┌────────
PR #2620, opened 2026-03-26
feat: managed RTK integration with opt-in preference and web UI toggle

### LINKED ISSUE #2568: [Feature]: Managed RTK integration with visible per-session token savings
## Summary
Add managed RTK integration to GSD so supported installs automatically get shell-command compression and expose live per-session token savings in both the TUI and web dashboard.

## Problem to solve
GSD’s shell-heavy surfaces (`bash`, `async_bash`, `bg_shell`, auto-verification, custom verification, and packaged install flows) currently burn unnecessary context on verbose `git`, `find`, `ls`, and test/build output. RTK solves the command rewrite/compression problem well, but requiring users to install and wire it separately breaks GSD’s one-command install flow.

There is a second usability gap too: even when shell compression exists, users cannot easily see whether it is actually helping in the current session. Savings need to be visible in the interfaces people already watch — the TUI and the web dashboard.

## Proposed solution
Ship a managed RTK integration directly inside GSD with built-in visibility.

### Install + runtime
- Provision a checksum-verified RTK binary into `~/.gsd/agent/bin` during `postinstall` on supported macOS/Linux/Windows targets.
- Add a runtime fallback bootstrap so `npx --ignore-scripts` / skipped postinstall installs still recover.
- Prepend `~/.gsd/agent/bin` to `PATH` in the loader so child-process seams inherit the managed binary.
- Bootstrap RTK for shell-executing startup paths, including interactive, web, headless, and print/RPC/MCP flows.
- Resolve the managed binary consistently across root/package/extension RTK helpers so the fallback still works when `GSD_RTK_PATH` is unset.
- Use `rtk rewrite <command>` instead of naive command prefixing so compound shell commands (`cd web && npm test`, env-prefixed commands, redirects, etc.) are rewritten safely.
- Force `RTK_TELEMETRY_DISABLED=1` for every GSD-managed RTK invocation.
- Provide an opt-out escape hatch via `GSD_RTK_DISABLED=1`.

### Shell interception coverage
Route the rewrite through GSD’s shell-heavy seams:
- `bash`
- session bash executor helper
- `async_bash`
- `bg_shell start`
- `bg_shell run`
- auto verification gate
- custom workflow `shell-command` verification

### Visual savings surfaces
Track RTK savings per GSD session and expose them in the UI:
- TUI footer/status text: `rtk: 3.0k saved (51%)`
- TUI auto-mode dashboard overlay: RTK savings line in the Cost & Usage section
- Web dashboard: new **RTK Saved** metric card sourced from the existing auto/live-state payload

### Hardening included with the feature
- Reuse one shared terminal allowlist in both terminal session creation and terminal stream attach flows.
- Recheck the allowlist inside PTY session creation as a defensive invariant.
- Reuse the existing web live-state path for RTK savings instead of adding a dedicated RTK-only API route.

### CI + evidence
- Add CI coverage for Linux + Windows + macOS install validation plus RTK-focused seam tests.
- Publish a reproducible benchmark artifact from CI showing measured token savings.

## Alternatives considered
- **Prefix every command with `rtk`**: too brittle. It mishandles shell structure and misses compound commands unless RTK’s own rewrite engine is used.
- **Use RTK hook mode (`rtk init -g`)**: that pushes configuration into the user’s external tool state and still requires a separate install flow.
- **Reimplement RTK filtering in TypeScript immediately**: only justified if telemetry could not be forced off or RTK rewrite proved unsafe. RTK already supports a hard env-based telemetry opt-out and an explicit rewrite command, so reimplementation would be unnecessary duplication at this stage.

## Use cases
- Auto-mode verification runs `npm`, `git`, `find`, `ls`, etc. with less context churn.
- Agents using `bash`, `async_bash`, or `bg_shell run` get command compression without changing prompts or user habits.
- Users can see live per-session savings in the footer/dashboard instead of trusting the integration blindly.
- Packaged installs (`npm install -g gsd-pi`) work out of the box on supported platforms.
- CI can prove the managed binary is present and valid across the supported OS matrix.

## Impact
Affected: all users on supported macOS/Linux/Windows installs who use shell-heavy flows.
Severity: medium-high (context efficiency, lower compaction pressure, lower token cost, better observability of savings).
Frequency: high — these surfaces are used continuously in normal GSD operation.
Consequence today: unnecessary token burn, no live visibility into savings, and inconsistent shell-output verbosity.

## Evidence or prior art
- RTK repo: https://github.com/rtk-ai/rtk
- RTK rewrite safely handles compound commands such as `cd web && npm run test` and `FOO=1 npm run test`.
- Local benchmark artifact generated from a deterministic fixture showed **51.2% aggregate token savings**:
  - 5 commands
  - 5.9K input tokens
  - 2.9K output tokens
  - 3.0K saved tokens
- Current local evidence file: `.gsd/rtk-benchmark.md`

## Additional information
- Telemetry was a hard constraint. The integration forces `RTK_TELEMETRY_DISABLED=1` on all GSD-managed invocations.
- The current implementation also adds visible per-session savings surfaces to make the integration inspectable.
- The web dashboard card now reuses the existing live-state payload instead of introducing a dedicated RTK-only route.
- Manual validation completed on the fork before upstream submission.

snowdamiz:
Closes #2568

## TL;DR

**What:** Add managed RTK integration to GSD's shell-command surfaces, expose live per-session RTK savings in the TUI and web dashboard, harden the web PTY command allowlist, and gate the entire feature behind an explicit opt-in preference.
**Why:** Reduce token waste from verbose shell output without requiring a separate RTK install, and make the savings visible instead of implicit — while keeping the feature off by default until users choose to enable it.
**How:** Install a checksum-verified RTK binary, disable RTK telemetry, route shell commands through `rtk rewrite`, surface session savings through shared stats payloads, and gate everything on `experimental.rtk: true` in preferences.

### Opt-in preference gate (new)
RTK is **disabled by default**. Users must explicitly enable it:

```yaml
# ~/.gsd/preferences.md or .gsd/preferences.md
---
experimental:
  rtk: true
---
```

- New `experimental` category in `GSDPreferences` with typed `ExperimentalPreferences` interface
- `experimental.rtk` defaults to `false`; unknown experimental keys produce warnings
- `GSD_RTK_DISABLED=1` env var force-disables regardless of preference
- `cli.ts` reads preferences before `bootstrapRtk()` and sets `GSD_RTK_DISABLED` when opt-in is absent

### Web UI toggle (new)
- New **Experimental** tab in the Settings dialog sidebar (flask icon)
- `ExperimentalPanel` component with animated toggle switch per flag
- `/api/experimental` route (GET/PATCH) reads/writes flags in `preferences.md` frontmatter
- RTK Saved metric card on the web dashboard only renders when `experimental.rtk: true`
- TUI dashboard overlay RTK savings row and footer status only appear when opted in

### Managed binary provisioning
- `scripts/postinstall.js` performs a checksum-verified RTK install for supported targets
- `src/rtk.ts` adds runtime bootstrap fallback
- `src/loader.ts` prepends `~/.gsd/agent/bin` to PATH for all child processes
- RTK binary resolution falls back consistently to the managed install

### Telemetry hard-disable
- GSD forces `RTK_TELEMETRY_DISABLED=1` for all managed RTK invocations
- Escape hatch: `GSD_RTK_DISABLED=1`

### Command rewrite integration
Rewrites cover: bash tool, bash-executor, async-bash-tool, bg-shell process-manager and interaction, verification-gate, custom-verification.

### Visual savings surfaces
Per-session RTK savings tracked via `rtk-session-stats.ts`, exposed through TUI footer/overlay and web dashboard — all gated on the opt-in.

### Web PTY hardening
`/api/terminal/stream` now enforces the same command allowlist as `/api/terminal/sessions` via shared logic in `web/lib/pty-manager.ts`.

### Incremental build (new)
- `scripts/build-if-stale.cjs`: skips each build step when output is newer than source
- `scripts/web-stop.cjs`: robust stop with registry + legacy PID + orphan sweep via pgrep
- `npm run gsd:web` is now fast when nothing has changed

### CI + docs
- Cross-platform CI job validating managed RTK install (Linux, Windows, macOS)
- Preferences reference documents the new `experimental` category
- Reproducible benchmark script: `scripts/rtk-benchmark.mjs`

## Breaking changes

- No breaking changes — RTK is opt-in, disabled by default

## Test plan

```
# RTK/UI regression
node --import ./src/resources/extensions/gsd/tests/resolve-ts.mjs --experimental-strip-types --experimental-test-isolation=process --test src/tests/rtk.test.ts src/tests/rtk-execution-seams.test.ts src/tests/rtk-session-stats.test.ts src/resources/extensions/gsd/tests/auto-dashboard.test.ts src/tests/web-dashboard-rtk-contract.test.ts src/tests/web-terminal-allowlist.test.ts src/tests/postinstall.test.ts src/resources/extensions/gsd/tests/custom-verification.test.ts src/resources/extensions/gsd/tests/verification-gate.test.ts

# Preferences + experimental opt-in
node --import ./src/resources/extensions/gsd/tests/resolve-ts.mjs --experimental-strip-types --experimental-test-isolation=process --test src/resources/extensions/gsd/tests/preferences.test.ts src/tests/web-dashboard-rtk-contract.test.ts
```

Benchmark: **51.2% aggregate token savings** (5 commands, 5.9K input, 3.0K saved tokens)

## AI disclosure

- This PR includes AI-assisted code

### DIFF
--- a/src/tests/rtk-execution-seams.test.ts
+++ b/src/tests/rtk-execution-seams.test.ts
@@ -4,12 +4,10 @@ import { chmodSync, copyFileSync, mkdirSync, mkdtempSync, rmSync } from "node:fs
 import { tmpdir } from "node:os";
 import { join } from "node:path";
 
-import { createBashTool } from "../../packages/pi-coding-agent/src/core/tools/bash.ts";
-import { rewriteCommandForGsd } from "../../packages/pi-coding-agent/src/utils/rtk.ts";
 import { rewriteCommandWithRtk as rewriteSharedCommandWithRtk } from "../resources/extensions/shared/rtk.ts";
-import { createAsyncBashTool } from "../resources/extensions/async-jobs/async-bash-tool.ts";
-import { AsyncJobManager } from "../resources/extensions/async-jobs/job-manager.ts";
 import { runVerificationGate } from "../resources/extensions/gsd/verification-gate.ts";
+import { AsyncJobManager } from "../resources/extensions/async-jobs/job-manager.ts";
+import { createAsyncBashTool } from "../resources/extensions/async-jobs/async-bash-tool.ts";
 import { cleanupAll, startProcess } from "../resources/extensions/bg-shell/process-manager.ts";
 import { runOnSession } from "../resources/extensions/bg-shell/interaction.ts";
 import { createFakeRtk } from "./rtk-test-utils.ts";
@@ -48,8 +46,6 @@ function withManagedFakeRtk<T>(mapping: Record<string, string | { status?: numbe
   const fake = createFakeRtk(mapping);
   const managedHome = mkdtempSync(join(tmpdir(), "gsd-rtk-managed-home-"));
   const managedDir = join(managedHome, "agent", "bin");
-  // On Windows, place the fake as rtk.cmd so resolveRtkBinaryPath's .cmd fallback finds it.
-  // Placing it as rtk.exe (a PE binary slot) with .cmd content fails on Windows.
   const managedPath = join(managedDir, process.platform === "win32" ? "rtk.cmd" : "rtk");
   mkdirSync(managedDir, { recursive: true });
   copyFileSync(fake.path, managedPath);
@@ -94,40 +90,21 @@ function withManagedFakeRtk<T>(mapping: Record<string, string | { status?: numbe
   }
 }
 
-test("bash tool rewrites commands through RTK before execution", async () => {
+// NOTE: The bash tool itself no longer does RTK rewriting directly. That's now
+// handled by the bash_transform extension hook in register-hooks.ts. The seam
+// tests below verify the GSD-layer surfaces that still call rewriteCommandWithRtk
+// directly: shared/rtk.ts, verification-gate, async-bash, and bg-shell.
+
+test("shared RTK helper rewrites commands via fake RTK binary", async () => {
   await withFakeRtk({ "echo raw": "echo rewritten" }, async () => {
-    let seenCommand = "";
-    const bashTool = createBashTool(process.cwd(), {
-      operations: {
-        exec: async (command, _cwd, { onData }) => {
-          seenCommand = command;
-          onData(Buffer.from("wrapped output\n"));
-          return { exitCode: 0 };
-        },
-      },
-    });
-
-    const result = await bashTool.execute("rtk-bash", { command: "echo raw" });
-    assert.equal(seenCommand, "echo rewritten");
-    assert.match(result.content[0]?.type === "text" ? result.content[0].text : "", /wrapped output/);
-  });
-});
-
-test("pi-coding-agent RTK helper rewrites commands before delegated execution", async () => {
-  await withFakeRtk({ "echo raw": "echo rewritten" }, async () => {
-    const rewritten = rewriteCommandForGsd("echo raw", {
-      binaryPath: process.env.GSD_RTK_PATH,
-    });
-
+    const rewritten = rewriteSharedCommandWithRtk("echo raw");
     assert.equal(rewritten, "echo rewritten");
   });
 });
 
-test("pi-coding-agent RTK helpers fall back to the managed RTK path when GSD_RTK_PATH is unset", async () => {
-  await withManagedFakeRtk({ "echo raw": "echo rewritten" }, async (env, managedPath) => {
-    assert.equal(rewriteCommandForGsd("echo raw", { env }), "echo rewritten");
+test("shared RTK helper falls back to the managed RTK path when GSD_RTK_PATH is unset", async () => {
+  await withManagedFakeRtk({ "echo raw": "echo rewritten" }, async (env) => {
     assert.equal(rewriteSharedCommandWithRtk("echo raw", env), "echo rewritten");
-    assert.equal(rewriteCommandForGsd("echo raw", { env, binaryPath: managedPath }), "echo rewritten");
   });
 });
 


snowdamiz:
Hey @glittercowboy — fresh PR to replace #2569 (closed). Previous CI runs were approved by you on that branch. Would you be able to approve the CI run here too? The changes on top of the previously-passing run are just the `experimental.rtk` opt-in preference gate and web UI toggle. Thanks!

packages/pi-coding-agent/src/core/tools/bash.ts
```diff
@@ -308,7 +309,7 @@ export function createBashTool(cwd: string, options?: BashToolOptions): AgentToo
 			// Without this, `cmd &` causes the tool to hang because the background
 			// process inherits the piped stdout/stderr and keeps them open indefinitely.
 			const bgResult = rewriteBackgroundCommand(command);
-			const effectiveCommand = bgResult.command;
+			const effectiveCommand = rewriteCommandForGsd(bgResult.command);
```
igouss: I'm pretty sure we should not modify the library we depend on, there should be another way.

snowdamiz:
Good catch on the principle — but `rewriteCommandForGsd` is not modifying the library; it's defined in a new utility file we added at `packages/pi-coding-agent/src/utils/rtk.ts`. The change in `bash.ts` is just importing and consuming that utility, same pattern as how `rewriteBackgroundCommand` is already defined and consumed internally in the same file.

As for why the rewrite must happen at this layer: the bash tool runs commands through a child process and the RTK rewrite needs to happen on the final, post-background-rewrite command string right before it's handed to the shell. The rewrite itself is a synchronous `spawnSync` call to `rtk rewrite "<command>"` — RTK analyzes the shell syntax and returns a semantically equivalent command wrapped with output compression. It can't be applied as an outer wrapper around the whole tool invocation because it operates on individual shell command strings, not on the tool call itself.

Importantly, the rewrite is a complete no-op when RTK is disabled, not installed, or the user hasn't opted in via `experimental.rtk: true` in preferences — so there's zero behavior change for anyone who hasn't opted in.

That said, if there's a preferred seam for this kind of integration (hook, middleware, injection point), happy to restructure. Open to the feedback.

igouss:
we should not be adding or modifying anything in packages/pi-coding-agent

igouss:
Probably worth checking with pi-mono is there is an extension point we can use, or maybe that extension point should be added.

snowdamiz:
> Probably worth checking with pi-mono is there is an extension point we can use, or maybe that extension point should be added.

Yea I see your point. Patching now

0mm-mark:
> we should not be adding or modifying anything in packages/pi-coding-agent

What about leveraging https://github.com/mcowger/pi-rtk and how they solve these sorts of issues?
At least that way the wider Pi community benefits from the developments here.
└────────
Go to the line with "Closes #2568" in the entries above and repeat every line from there through the line with "to enable it.", exactly and with no other text.

Closes #2568

## TL;DR

**What:** Add managed RTK integration to GSD's shell-command surfaces, expose live per-session RTK savings in the TUI and web dashboard, harden the web PTY command allowlist, and gate the entire feature behind an explicit opt-in preference.
**Why:** Reduce token waste from verbose shell output without requiring a separate RTK install, and make the savings visible instead of implicit — while keeping the feature off by default until users choose to enable it.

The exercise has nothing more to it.